The findings show that humans strategically integrate personal and social information in naturalistic, spatially constrained environments. As predicted by producer–scrounger theory, participants relied more on social information when resources were rare but rich (concentrated), increasing individual success via scrounging and proximity. However, heavy social reliance reduced collective performance by concentrating foragers on the same patches and limiting exploration. Group-level incentives mitigated these collective costs by lowering responsiveness to social cues and promoting time-dependent selectivity, particularly in concentrated environments, aligning individual behavior with group welfare. The computational Social HMD model revealed latent decisions to switch toward social relocation as the mechanism behind observed scrounging patterns and clarified why individuals can benefit from frequent responsiveness even when overt scrounging is sometimes unproductive (e.g., discovering new patches en route). Time-lagged analyses uncovered a dynamic exploration–exploitation trade-off: in concentrated environments, transient grouping benefits joint exploitation in the short term, whereas dispersal enhances future discoveries; in distributed environments, dispersion consistently benefits groups.
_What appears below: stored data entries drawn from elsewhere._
Issue #289, opened 2026-05-23
cogni-knowledge F24–F26: M12 minor follow-ups (count drift, EUR-Lex curation, helper-script version resolution)


sdh07:
Lower-priority follow-ups surfaced by the M12 alpha gate. Detail in `cogni-knowledge/references/alpha-findings.md` §"M12 alpha re-run".

- [ ] **F24 — citation-count drift.** Same draft reported as 156 (composer return) / ~169 (manifest) / 168 (verify-v1) / 169 (verify-v2) / 165 (`pipeline-summary project`). Pin one authoritative count (manifest `len(citations)`). Symptom of the same independent-tokenization coupling as F22.
- [ ] **F25 — EUR-Lex ELI/landing URLs mis-resolve or summarise.** `eli/C/2025/6233` served General Product Safety Regulation text instead of the GPAI Code endorsement; both `reg/2024/1689` URLs returned a short WebFetch summary, not the full Act text. Pipeline behaved correctly (stored as-is, composer declined to cite the mismatch). Curation should prefer `artificialintelligenceact.eu` article pages over EUR-Lex landing URLs for normative text.
- [ ] **F26 — `knowledge-ingest` helper-script resolution picks lexically-first cached cogni-wiki version.** `resolve_wiki_ingest_scripts()` takes the first glob match (`0.0.16` on a multi-version dev cache), not the installed `0.0.45`. Sort by version or read the installed version. Only bites dev boxes with multiple cached versions.

Surfaced by the M12 alpha gate (2026-05-23). Full context: `cogni-knowledge/references/alpha-findings.md` §"M12 alpha re-run" and PR #285. Part of epic #264.

PR #290, opened 2026-05-23
cogni-knowledge 0.0.28: M12 gate blockers — F22 + F21 + F23 (Slice 10)

### LINKED ISSUE #286: cogni-knowledge F21: verify/revise wall-clock scales ~linearly with citation count (M12 C3 blocker)
**Blocks the v0.1.0 flip (M12 criterion C3: claim-verify < 5 min).**

At 169 citations each zero-network `wiki-verifier` pass took ~16–18 min and `revisor` ~23 min; the full verify→revise→verify→revise→verify loop is ~90 min. Zero-network is genuinely won vs cogni-claims (no re-fetch, beats the 20–30 min baseline), but a **single** verifier dispatch doing per-citation LLM scoring dominates wall-clock, and the 5-min target — calibrated for the ~37-citation contract example — is unreachable at realistic draft size.

### Primary fix: fan out the verifier

Verification is **embarrassingly parallel** — each citation's verdict is independent (it reads one cited page's `pre_extracted_claims` and one draft sentence; no cross-citation dependency). Composition can't be sharded that way (it needs whole-draft coherence), which is why the composer is a single dispatch but curate/fetch/ingest already fan out. So:

- `knowledge-verify` shards `citations[]` into N batches.
- Dispatches N `wiki-verifier` instances **in parallel**, each scoped to its citation subset (the agent already reads only the pages its citations reference).
- Merges the per-shard `verified[]` / `deviations[]` / `counts` fragments — the same merge pattern as `candidate-store` / fetch-manifest / ingest-manifest.

Wall-clock drops ~linearly with shard count **while preserving the LLM judgment**. Re-baseline the 5-min target per-shard once this lands.

### Complementary (not either/or)
- Deterministic script pre-filter: confirm `excerpt_quote` substring-presence at `excerpt_position` with no LLM, escalate only ambiguous cases to the model.
- Cap/segment citations per section.

Surfaced by the M12 alpha gate (2026-05-23). Full context: `cogni-knowledge/references/alpha-findings.md` §"M12 alpha re-run" and PR #285. Part of epic #264.

### LINKED ISSUE #287: cogni-knowledge F22: make draft_position a stable composer-emitted / verifier-consumed id (off-by-one drift) (M12 C4 blocker)
**Blocks the v0.1.0 flip (M12 criterion C4: every citation aligns to a claim).** This is the F20 "watch at M12" sentence-delimiter item, now confirmed as the dominant cause of `unsupported` verdicts.

The composer emits `section:sentence` positions (e.g. `06:09`); the verifier independently re-tokenizes the draft into sentences and the counters drift by one in some paragraphs (section-06 timeline/fines clusters). Citations get flagged `unsupported` because the pointer lands on the *neighbouring* sentence, not because the evidence is wrong. Sub-case: **phantom manifest entries** — the manifest declares a citation at a `draft_position` whose draft text carries a *different* wikilink (the killed round-2 revisor spent its whole run reconciling this).

**Fix:** make `draft_position` a stable identifier the composer writes and the verifier/revisor consume verbatim (rather than each re-deriving it from independent sentence tokenization). Pairs with the F20 tokenizer rewrite (abbreviation lookbehind + numbered-list continuation for `Article 53(1)(c)`, `10^25`, `Annex XI`, `Dr.`).

Surfaced by the M12 alpha gate (2026-05-23). Full context: `cogni-knowledge/references/alpha-findings.md` §"M12 alpha re-run" and PR #285. Part of epic #264.

### LINKED ISSUE #288: cogni-knowledge F23: revisor biases to citation-drop over re-alignment; 2-round cap doesn't converge
Observed at the M12 alpha gate. Round 1 applied 14 `rephrase` + **14 `drop`** of 28 deviations. A `drop` deletes the citation / rewrites the sentence as non-evidence-based, so the `unsupported` count falls partly by *eroding the evidence base* rather than correcting alignment — a quality regression hidden inside an improving metric. Combined with F22 the loop terminated at 10 unsupported on draft-v2 and would not reach 0 within the structural 2-round cap.

**Fix:** the revisor should prefer re-pointing to the correct on-page claim (cheap — claims are local to the cited page) before dropping the citation. Largely dissolves once F22 lands (most "misalignments" are off-by-one, not genuinely unsupported).

Surfaced by the M12 alpha gate (2026-05-23). Full context: `cogni-knowledge/references/alpha-findings.md` §"M12 alpha re-run" and PR #285. Part of epic #264.

sdh07:
## Summary

Clears the three structural blockers the first **M12 alpha gate** (run 2026-05-23) surfaced. The gate was **HELD** on **C3** (each `wiki-verifier` pass ~16–18 min at 169 citations ≫ 5 min target) and **C4** (verify→revise doesn't converge within the 2-round cap) — both rooted in **F20**: the composer, verifier, and revisor each independently re-tokenize the draft into `section:sentence` positions and drift by one on EU-AI-Act prose (`Article 53(1)(c)`, `10^25`, `Annex XI`, `Dr.`), so a citation is flagged `unsupported` because the pointer landed on the *neighbouring* sentence.

Target version **v0.0.28** (stays **incubating**).

- **F22 (`Closes #287`) — stable carried citation positions.** Each `citation-manifest.json` entry gains a stable `id` (`cit-001`, …) and `draft_sentence` (the cited sentence copied verbatim). The verifier scores `draft_sentence` **directly** against the cited claim and never re-tokenizes the draft — dissolving the C4 off-by-one. `draft_position` is demoted to a best-effort locator; `id` is the universal join key (verifier echo → orchestrator prune → revisor map); `draft_position_out_of_range` → `sentence_not_in_draft`. Schema stays `0.1.0` (additive). **The F20 tokenizer rewrite is deliberately not done** — `draft_sentence` makes it non-load-bearing.
- **F21 (`Closes #286`) — fan out the verifier.** `knowledge-verify` Step 3.1 is now shard → dispatch N `wiki-verifier` in parallel → merge, via the new `scripts/verify-store.py`. The verifier gains two optional, fully backward-compatible params (`CITATIONS_PATH` / `VERIFY_OUT_PATH`); omitting both is today's single-dispatch behaviour. `--shard-size` default 40 (169 citations ≈ 5 parallel shards). The orchestrator asserts `shards_merged == shard_count` so a crashed shard can't ship partial verification. C3 re-baselined as per-shard wall-clock. **No `fcntl.flock`** in `verify-store.py` — shards are partition-disjoint and `merge` is single-shot, so there is no shared-write contention (the one structural difference from `candidate-store.py`).
- **F23 (`Closes #288`) — revisor re-points before dropping.** The revisor exhausts on-page re-pointing first (scan all `pre_extracted_claims` on the cited page for a covering claim, rephrase + repoint `claim_id`); **drop is the last resort**. `fixes_summary` gains a `repoint` count so the metric distinguishes re-alignment from evidence erosion. The revisor locates sentences by exact-string-search of `draft_sentence` (F22) and preserves each entry's `id`.

Epic #264.

### ⚠️ Not in this PR

- **The M12 gate is NOT re-run here**, and the **v0.1.0 + Preview maturity flip is a separate, later landing** — only after a fresh `.alpha/` gate re-run shows C3 (per-shard verify < 5 min) and C4 (verify→revise converges; `drop` down / `repoint` up) green. We don't cross the 0.1.0 stability boundary speculatively.
- **#289 (F24–F26)** — citation-count drift, EUR-Lex curation, helper-script version resolution — stays out of this slice.
- The deterministic substring pre-filter ("complementary" in #286) stays a documented future option; fan-out alone is projected to clear C3.

## Test plan

- [x] `bash tests/test_verify_store.sh` (new) — shard split shape, subset validity + exact union, single-shard case, merge recount, idempotent re-shard, malformed-input rejection
- [x] Full suite green — `for t in tests/test_*.sh; do bash "$t"; done` → 19/19 pass (incl. updated `test_verify_contract.sh` + `test_compose_contract.sh`, and `test_skill_contracts.sh` audit-grep)
- [x] No stale `draft_position_out_of_range` in the live surface (only the new not-present assertion + historical F20 finding + changelog rename note)
- [ ] **Operator-run, gated next:** re-run the M12 alpha gate on a fresh `.alpha/` base — confirm C3 per-shard < 5 min and C4 convergence before the v0.1.0 bump

https://claude.ai/code/session_016Kszz4TH7P6xJuVdc1Fsiz

---
_Generated by [Claude Code](https://claude.ai/code/session_016Kszz4TH7P6xJuVdc1Fsiz)_


sdh07:
## Code review pass — fan-out hardening (`9d9ea6f`)

Ran a multi-angle correctness review over the Slice 10 diff. The fixes below land in a follow-up commit; full test suite green (19 files, 15 assertions in `test_verify_store.sh`). All findings clustered in the new `verify-store.py merge` path and the `knowledge-verify` prune — the LLM-prompt edits were clean.

### Fixed

1. **`merge` had no completeness check** — a missing / under-populated / duplicate shard fragment merged with `success:true` (only an *internal* `counts.total` tally was checked, and `shards_merged == shard_count` counts files, not citations). A crashed or truncated verifier shard would silently drop its `unsupported` citations so the revisor never sees them and finalize ships them unverified. **Fix:** `merge` now reads the shard inputs to learn the expected citation-id set and requires the recombined `verified+deviations` to equal it (count **and** id-set).
2. **`{None}`-key over-prune** in `knowledge-verify` Step 3.2 — a deviation missing its `id` put `None` into the prune set, deleting *every* id-less citation from the manifest. **Fix:** filter `None` out of the stale-id set.
3. **Uncaught `AttributeError`** (raw traceback instead of the JSON envelope) in `merge`/`shard` on non-dict JSON — a non-object manifest, fragment, or verdict entry. Broke the envelope contract the orchestrator parses. **Fix:** `isinstance(..., dict)` guards at all three spots.
4. **Stale validator** — `knowledge-compose` Step 5 (the only deterministic gate on the manifest) still required only `draft_position`/`wiki_slug`/`claim_id`; F22 added `id`+`draft_sentence` but left the check behind, so the composer could omit the new load-bearing fields and still report success. **Fix:** the assert now requires `id` + `draft_sentence`.
5. **`unsupported` mis-filed into `verified[]`** escaped the revisor (it only triages `deviations[]`); the count tally couldn't see it. **Fix:** `merge` rejects it.
6. **Duplicate `id` across fragments** silently merged (inflated counts, double verdict). **Fix:** `merge` rejects it.
7. **Zero-citation manifest** → 0 shards → `merge` hard-errored "no fragments". **Fix:** Step 2 aborts cleanly, matching the non-empty-`citations[]` precondition.
8. **Non-atomic manifest rewrite** in Step 3.2 (`write_text` truncate-in-place) could corrupt the canonical manifest on interrupt (pre-existing; fixed in the touched block via temp + `os.replace`).
9. **Revisor** Phase 2 was underspecified when `draft_sentence` isn't found in the draft — now drops the entry.

### Noted, not fixed
- 2-digit shard zero-pad mis-orders `merge` above 100 shards (>4000 citations) — order is non-load-bearing (everything keyed by `id`); latent/cosmetic.
- Step 3.2 prune doesn't bump `draft_version` — M9 uses the manifest's `wiki_slug` as source of truth (no id cross-join against `verify-vN.json`), so no impact path; pre-existing.

### Clean (checked, refuted)
Glob version-namespacing (`verify-shard-*-v1.json` doesn't match `*-v10`/`v11`; `shard-*` doesn't match `verify-shard-*`); the no-flock design (verifiers write disjoint paths, `merge` is single-shot); partition slicing; bash heredoc interpolation in the tests.

---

These insights bridge idealized theory and real-world behavior by highlighting the roles of space, perception, incentives, and temporal dynamics in collective adaptation.

Conclusion

This study links latent individual decision strategies to emergent collective outcomes in an immersive, unconstrained group foraging task. It shows that collective incentives reduce individually beneficial but collectively costly exploitation of social information, improving group performance when resources are concentrated. The Social Hidden Markov Decision model provides a principled way to infer latent social decisions from movement and visibility data, advancing methods for studying dynamic, interactive behavior. Future research can explore non–zero-sum social benefits (e.g., tracking mobile resources), vary group size, introduce heterogeneity in patch quality and leaving decisions, and probe how individuals and groups update strategies over repeated interactions. The modeling framework can be adapted to other domains (e.g., crowd dynamics, sports analytics, animal leadership, GPS-based movement) to understand socio-ecological drivers of decision-making across scales.

Limitations
  • Participant sample: Predominantly WEIRD, German-speaking adults; generalizability to other populations is uncertain.
  • Experimental ecology: Virtual 3D environment with fixed first-person field of view, specific movement constraints, and patch mechanics; while naturalistic, it remains a laboratory simulation.
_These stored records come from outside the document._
PR #313, opened 2026-05-25
cogni-visual 0.16.23: surface render-html-slides tier-0 fallback reason (#241)

### LINKED ISSUE #241: cogni-visual: render-html-slides silently falls back to tier-0 when COGNI_WORKSPACE_ROOT is unexported
## Symptom

When invoking `cogni-visual/skills/render-html-slides/scripts/generate-html-slides.py --theme-slug cogni-work` from a shell where `COGNI_WORKSPACE_ROOT` is set but **not exported** (e.g. `VAR=value` on a separate line followed by a later `python3 …` invocation), the script silently falls back to the tier-0 code path and returns `tokens_css_imported: false` with no warning.

The fallback itself is correct per the documented backcompat contract — every existing tier-0 caller flows through this path. But the **silent** part is a footgun: the caller asked for tier-aware behaviour via `--theme-slug`, and the only signal that it didn't get it is the boolean in the output JSON envelope.

## Reproduction

```bash
# Variable set in the shell but never exported to the child process:
COGNI_WORKSPACE_ROOT="/Users/me/insight-wave/cogni-workspace"

python3 .../generate-html-slides.py \
  --slide-data slide-data.json \
  --design-variables design-variables.json \
  --output out.html \
  --theme-slug cogni-work
# → {"status": "ok", ..., "tokens_css_imported": false}   ← silent fallback
```

Compare with the working invocation:

```bash
COGNI_WORKSPACE_ROOT=".../cogni-workspace" \
python3 .../generate-html-slides.py --theme-slug cogni-work …
# → {"status": "ok", ..., "tokens_css_imported": true}
```

## Root cause

`resolve_themes_dir` (lines 79–107 in `scripts/generate-html-slides.py`) consults `os.environ.get("COGNI_WORKSPACE_ROOT")` and, when that returns None, walks up from the script's directory looking for a sibling `cogni-workspace/themes`. Because the script lives in the plugin cache (`~/.claude/plugins/cache/insight-wave/cogni-visual/…/skills/…/scripts/`), the walk-up never finds the workspace themes dir. So `themes_dir` becomes `None`, `resolve_tokens_css` short-circuits to `None`, and the tier-aware path is skipped without any user-visible signal.

## Suggested fix

Two complementary nudges, neither breaks the backcompat contract:

1. **Diagnostic field in the output envelope**. When `--theme-slug` is set but `resolve_themes_dir` returns `None`, populate a `theme_slug_resolution` key in the JSON output:
   ```json
   "theme_slug": "cogni-work",
   "tokens_css_imported": false,
   "theme_slug_resolution": "themes_dir_unresolved: $COGNI_WORKSPACE_ROOT unset, walk-up found no cogni-workspace/themes"
   ```
   Same key reports `manifest_missing`, `tokens_tier_absent`, `tokens_css_missing` in the analogous `resolve_tokens_css` short-circuits, so callers can distinguish "theme is tier-0" from "I couldn't find it" without re-walking the resolution themselves.
2. **`--verbose` flag** that additionally writes a one-line diagnostic to stderr (`themes_dir=…`, `manifest_path=…`, `tokens_css=…`). Off by default — preserves the stdout JSON contract.

Both fixes leave the silent-fallback semantics intact for callers that don't care, and give callers that do care a clean way to detect it.

## How discovered

Filed during the cogni-work canary smoke test (issue #240, post-merge). First invocation set `COGNI_WORKSPACE_ROOT` as a plain shell variable without export, got `tokens_css_imported: false`, briefly suspected the importer / mapping doc / manifest before realising the env var hadn't propagated.

## Severity

S4-enhancement — current behaviour is documented-correct and harmless when the caller checks the boolean, but the failure mode is non-obvious. Worth a small DX patch.

sdh07:
## Summary

Resolves the DX footgun in #241: `render-html-slides/scripts/generate-html-slides.py` silently fell back to the tier-0 inline-tokens path when `--theme-slug` was set but tier-1 `tokens.css` couldn't be resolved (e.g. `COGNI_WORKSPACE_ROOT` set but not *exported*, so the child process never sees it and the plugin-cache walk-up finds no `cogni-workspace/themes`). The only prior signal was `tokens_css_imported: false`.

- **`theme_slug_resolution` envelope field** names *why* the tier-1 path was skipped, letting callers distinguish "this theme is tier-0" from "I couldn't find the workspace": `imported`, `themes_dir_unresolved` (with a human hint), `manifest_missing`, `manifest_unreadable`, `tokens_tier_absent`, `tokens_css_missing`. `null` when `--theme-slug` is omitted.
- **`--verbose` flag** writes a one-line `themes_dir=… manifest_path=… tokens_css=… resolution=…` diagnostic to stderr. Off by default — stdout stays JSON-only.
- Internals: `resolve_tokens_css` → `resolve_tokens_css_with_reason` returning `(path, reason)`; the old name had a single in-file caller and is removed (no shim).

Silent-fallback semantics and byte-identical HTML output are **unchanged** for callers that don't inspect the field.

Version bumped `cogni-visual` `0.16.22 → 0.16.23` (patch, additive DX) in `plugin.json` + `marketplace.json` mirror.

## Test plan

- [x] `python3 cogni-visual/skills/render-html-slides/evals/run.py` → `{"passed": true, "total": 3, "failed": 0}` (each of the 3 cases now also asserts `theme_slug_resolution`: `null` / `imported` / `manifest_missing`)
- [x] Forced `themes_dir_unresolved` via bogus `--themes-dir` → envelope reports the reason + hint; `--verbose` line on stderr
- [x] Tier-0 `_template` → `manifest_missing`; working `cogni-work` path → `imported`, `tokens_css_imported: true`
- [x] stdout remains JSON-only with `--verbose` (diagnostic on stderr)
- [x] `python3 -m json.tool` valid for `plugin.json` and `marketplace.json`

Closes #241

https://claude.ai/code/session_01UzTMbbKkExSexd1vCyYqpE

---
_Generated by [Claude Code](https://claude.ai/code/session_01UzTMbbKkExSexd1vCyYqpE)_


sdh07:
## Review — verified, safe to merge, with polish items

Functionally exercised the branch's script end-to-end (temp copy, all reason codes fire correctly): `cogni-work`→`imported`/`true`, `_template`→`manifest_missing`/`false`, bogus dir→`themes_dir_unresolved`+hint/`false`, no-slug→`null`; `--verbose` keeps stdout pure JSON with the diagnostic on stderr. Rename is complete (zero dangling `resolve_tokens_css` refs — the no-shim decision is safe since the eval tests end-to-end and never imports the function). Versions consistent across `plugin.json` / `marketplace.json` / README tree line; HTML output byte-identical. No correctness issues found.

### Polish items for the remote to address

1. **Add a regression case for `themes_dir_unresolved` — the actual #241 footgun.** The eval extends the 3 existing cases (`null` / `imported` / `manifest_missing`) but the precise condition the issue was filed about is only manually verified. Add a 4th case to `evals/run.py`:
   ```python
   def case_4_themes_dir_unresolved():
       html, status = run_render(theme_slug="cogni-work", themes_dir="/nonexistent/bogus")
       # assert status.get("tokens_css_imported") is not True
       # assert (status.get("theme_slug_resolution") or "").startswith("themes_dir_unresolved")
   ```
   Note the **`startswith`** — exact-equality would silently miss because of point 2.

2. **Prefix-match contract is a sharp edge.** `theme_slug_resolution` returns bare codes for every case *except* `themes_dir_unresolved`, which appends a human hint — and that's the one code a consumer is most likely to branch on. A naive `== "themes_dir_unresolved"` silently fails. Two options:
   - **Preferred:** keep `theme_slug_resolution` a bare code always, add an optional `theme_slug_resolution_detail` for the hint (machines exact-match, humans read the detail).
   - **Minimum:** leave as-is (it mirrors the issue's example and SKILL.md documents prefix-matching), but make the prefix-match requirement loud in the SKILL.md consumer note.

3. **Minor (optional):** `theme_slug_missing` is unreachable from the CLI (resolver only called inside `if args.theme_slug:`) — harmless defensive branch, just noting it can't appear in the envelope. And the `--verbose` line recomputes `manifest_path` independently of the resolver, which could drift if the resolver's path construction changes.

Items 1 and 2 are the ones worth doing before merge; item 3 is cosmetic.

sdh07:
Addressed in 140e7eb.

**Item 1 — regression case added.** New `case_4_themes_dir_unresolved` in `evals/run.py` exercises the precise #241 footgun: `--theme-slug cogni-work` with a bogus `--themes-dir` (which `resolve_themes_dir` rejects → `None`). Eval is now 4/4 green. It asserts `tokens_css_imported is not True`, `theme_slug_resolution == "themes_dir_unresolved"`, and a non-empty detail hint.

**Item 2 — went with your Preferred option.** `theme_slug_resolution` is now **always a bare, exact-matchable reason code** (no appended hint on any case). The human hint moved to a companion `theme_slug_resolution_detail` field (`null` unless populated — today only for `themes_dir_unresolved`). This removes the prefix-match sharp edge entirely; machines exact-match the code, humans read the detail. SKILL.md updated to document the bare-code contract and the detail field, so case_4 can exact-match rather than `startswith`.

Footgun envelope now:
```json
"tokens_css_imported": false,
"theme_slug_resolution": "themes_dir_unresolved",
"theme_slug_resolution_detail": "$COGNI_WORKSPACE_ROOT unset / not a dir, walk-up found no cogni-workspace/themes"
```

**Item 3 — left as-is per your "cosmetic" call.** `theme_slug_missing` remains a defensive (CLI-unreachable) branch, and the `--verbose` line still recomputes `manifest_path` independently. Happy to fold `manifest_path` into the resolver's return if you'd rather not carry the duplication — just say the word.

---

  • Group size and structure: Fixed groups of four; effects may differ with other group sizes or network structures.
  • Resource structure: Zero-sum, stationary patches with immediate replenishment elsewhere; results may differ for mobile or heterogeneous-quality resources, or when strategic patch-leaving is required.
  • Incentive feedback: Participants only received cumulative feedback after rounds; different feedback regimes might alter learning and adaptation.
  • Measurement constraints: Two rounds excluded from fine-grained analyses due to technical issues; scrounging rates depend on others’ behavior and visibility, potentially adding noise relative to latent switching estimates.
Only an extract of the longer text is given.